Acceptable energy input form (e.g. fuel, electricity, sunlight).
Fuel/energy input per Watt out. (e.g. Watts/liter, Watts/lux).
Efficiency (power out as a percentage of maximum possible power obtainable from the input fuel or electricity. For a chemical engine this would be the maximum theoretical energy obtained from the reaction; losses would be generated by reaction inefficiencies and internal power consumption; for solar cells this would be conversion efficiency; for batteries or super-caps this would encompass storage losses and internal resistance, and possibly losses due to control circuitry.)
scaling rules, if the technology is not linearly scalable (e.g. a 100kW generator would not be twice the size of a 50kW.)

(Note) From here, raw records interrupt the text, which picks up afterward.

PR #376, opened 2017-08-19
SPARK-1989 create empty KeyStores

Alameyo:
New empty KeyStores are created each time when user open advanced panel and there are no existing KeyStores in user directory already.


wrooot:
What does it mean that user opens advanced panel? What if a user doesn't ever open it and just hits login on a fresh profile?

Alameyo:
Then KeyStores are opened if exist, if not new empty KeyStores are created because TrustManagers/KeyManager need them but I don't save them.

wrooot:
The usual user-friendly model is that if an unknown/self-signed certificate is encountered, the app provides a dialog/popup with an immediate option to add this certificate to an exception list or do a one time login. A number of clients i have used do this, browsers do this. It can involve a few steps, but a user shouldn't be looking for a menu to add a certificate to exceptions. A list of default certificates won't solve this.

Alameyo:
I agree, that is thing I should to add. I will work on that

guusdk:
The popup is certainly desirable, but not part of the GSoC project. Let's focus on finishing that first. We'll create the pop-up directly afterwards.

guusdk:
Thanks :)

PR #377, opened 2017-08-22
SPARK-1994 Make use of the JRE certificates.

Alameyo:


core/src/main/java/org/jivesoftware/sparkimpl/certificates/GeneralTrustManager.java
```diff
@@ -0,0 +1,85 @@
...
+                // Retrieve all of the certificates out of the keystore
+                // via the alias name.
+                int i = 0;
+                while (aliases.hasMoreElements()) {
+                    X509Certs[i] = (X509Certificate) allStore.getCertificate((String) aliases.nextElement());
+                    i++;
+                }
+            }
+        } catch (Exception e) {
+            Log.error(e.getMessage(), e);
```
guusdk: I don't really like `Log.error( e.getMessage(), e)`, as it'll lead to duplicate text in the error. Perhaps you should change `e.getMessage()` with a short text describing what the code failed to do.

core/src/main/java/org/jivesoftware/sparkimpl/certificates/CertificateController.java
```diff
@@ -41,17 +38,24 @@
  */
 
 public class CertificateController extends CertManager {
-	public final static File TRUSTED = new File(Spark.getSparkUserHome() + File.separator + "security" + File.separator + "truststore");
-	public final static File BLACKLIST = new File(Spark.getSparkUserHome() + File.separator + "security" + File.separator + "blacklist");
-	public final static File EXCEPTIONS = new File(Spark.getSparkUserHome() + File.separator + "security" + File.separator + "exceptions");
-	
-	
-	private KeyStore trustStore, blackListStore, exceptionsStore;
+	public final static File TRUSTED =            new File(Spark.getSparkUserHome() + File.separator + "security" + File.separator + "truststore");
```
guusdk: Please add in javadoc exactly what the purpose of every store is - so that Devs that look at this in the future understand how things are combined, and why.

core/src/main/java/org/jivesoftware/sparkimpl/certificates/GeneralTrustManager.java
Alameyo: Ok, I changed exception for KeyStoreException and added message.

core/src/main/java/org/jivesoftware/sparkimpl/certificates/CertificateController.java
Alameyo: I added nice comment describing all Files/KeyStores

PR #378, opened 2017-08-24
SPARK-1995, SPARK-1996, SPARK-1997 and lack of resources in one text.

Alameyo:
Refreshing certificate table works. Blacklist is now used for adding status to the Certificate Model, not as separate List in table. Also now button for checking revocation in certificate dialog works.

### DIFF
--- a/core/src/main/java/org/jivesoftware/spark/ui/login/MutualAuthenticationSettingsPanel.java
+++ b/core/src/main/java/org/jivesoftware/spark/ui/login/MutualAuthenticationSettingsPanel.java
@@ -266,7 +266,7 @@ public class MutualAuthenticationSettingsPanel extends JPanel implements ActionL
             } catch (InvalidKeySpecException | NoSuchAlgorithmException | KeyStoreException | InvalidNameException
                     | IOException e) {
 
-                JOptionPane.showMessageDialog(null, "dialog.cannot.upload.certificate");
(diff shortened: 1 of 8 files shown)


core/src/main/java/org/jivesoftware/spark/ui/login/MutualAuthenticationSettingsPanel.java
```diff
@@ -266,7 +266,7 @@ private void addCertificate() {
             } catch (InvalidKeySpecException | NoSuchAlgorithmException | KeyStoreException | InvalidNameException
                     | IOException e) {
 
-                JOptionPane.showMessageDialog(null, "dialog.cannot.upload.certificate");
+                JOptionPane.showMessageDialog(null, Res.getString("dialog.cannot.upload.certificate"));
```
guusdk: This works as intended, but it introduces a small issue with the i18n file. The text contains quotes (which are displayed, which is ugly):

    dialog.cannot.upload.certificate = "Cannot upload certificate file"

should be

    dialog.cannot.upload.certificate = Cannot upload certificate file

It happens in a couple of places. Please fix :)

Alameyo: Fixed :D

PR #380, opened 2017-08-27
SPARK-2000 Default Settings and lacking resource for mutual.auth

Alameyo:
At first I was intending to add default settings only to Certificate Manager but as UseDefault button wasn't working for other tabs so I fixed them too. I added default settings to Default class and default.proporties and used it in tabs.


guusdk:
I'm confused - I could swear that I've seen the code that you're now adding in Spark before. I can't find it though. :)

PR #381, opened 2017-08-27
SPARK-1990 Remove PKI tab

Alameyo:
This PR removes PKI tab as with new Certificates Manager it no longer serves it's purpose.  It's not to instant merge as one thing I am not 100% sure is deleting things from LoginDialog as it seems this was also used for SASL EXTERNAL which seems to not work anyway, but maybe there is an easy fix I have no idea about yet.


guusdk:
Hmm, this now has conflicts. Could you rebase, please?

I'm concerned about two things:

1. We might want to have an option that enables/disables mutual authentication explicitly.
2. We should use SASL External (which is being removed in this PR).

Alameyo:
Ok, I will rebase.
1. Currently in Security tab there is "Allow for mutual authentication" checkbox.
2. Yes, I am also concerned about this. Maybe not merge it yet, I will try to make SASL External working.

PR #383, opened 2017-09-01
SPARK-2006 Don't use common name as alias if alias already exist.

Alameyo:
I probably introduced this bug with adding JRE certificates, but it is not related to random NullPointerExceptions. The problem which it generate is that not all certificates from JRE are displayed and that cause further problems at moving certificates to/from exceptions list.


guusdk:
Thanks!

Issue #1269, opened 2016-05-06
Make snapshot builds for Fedora work again


bjorn:
The Fedora daily builds hosted at https://copr.fedorainfracloud.org/coprs/ablu/tiled-dailies/ seem to be stale. The last build was triggered 5 months ago and failed.

Hopefully @Ablu can help getting them to work again, as well as switching them from the `master` to the `snapshot` branch.

Ablu:
argh.... I need to setup some tracking for that...

Ablu:
I have a nearly working tito setup now. This would allow you to register a webhook to trigger rebuilds in copr automatically.

Issues in tito which prevent this at the moment:
 * dgoodwin/tito#222
 * dgoodwin/tito#227

bjorn:
Cool! The second one seems like the hardest one on their part, but we could put a file in the top level for now once dgoodwin/tito#222 is fixed?

Ablu:
Yeah... that should work... though we still need to wait until the first bug is fixed, in a release and the release is on the copr servers. Well I will still prepare the pullrequest. But it will only start working once the other steps are done.

bjorn:
@Ablu What's the status on this? It seems daily builds are up to date now, so is there still something to do before closing this issue?

Ablu:
Yeah the builds work again. I still do not like that the package has the same name as the official package...  The current procedure forced me to an ugly epoch trick. I will likely rename it in the future somewhen so switching back to the normal tiled package is easier. But that should work with the current infrastructure.

bjorn:
Alright, closing this issue then. Thanks!

PR #1282, opened 2016-05-22
Added scripts for building fedora dailies

Ablu:
The script needs to be invoked with a copr api token as the parameters.

After merging, can you push this to the snapshot branch too please? Then I can do final testing


Ablu:
Fixes #1269.

bjorn:
Thanks @Ablu. I'll sync `snapshots` now so you can test that part.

Required heat dissipation into the environment, in Watts
Material exhausted into the lunar environment (kg/year). At present it is desirable to keep this to a minimum in order to avoid contamination of industrial processes using the lunar vacuum.
Assume that all output products are captured and stored in some form. The general idea is that they will be stored until lunar daylight, or return to base, and converted back into fuel, or recharged, using solar energy. Storing the exhaust products introduces some inefficiency, but 1) it should be more cost effective to recycle the scarce fuel sources, and 2) we don't want to contaminate that nice industrial-grade vacuum any more than necessary. This implies that fuels should _be_ recyclable fairly easily. I would suggest that all combustion engines and fuel cells should run on something like H2/O2 or CH4/O2, where the reverse reaction is fairly straightforward. If not, than the exhaust should be biodegradable - we'll simply feed it to the plants in the greenhouse and use it to generate methane. (Vietnamese pot-bellied pigs as an essential part of the space habitat?)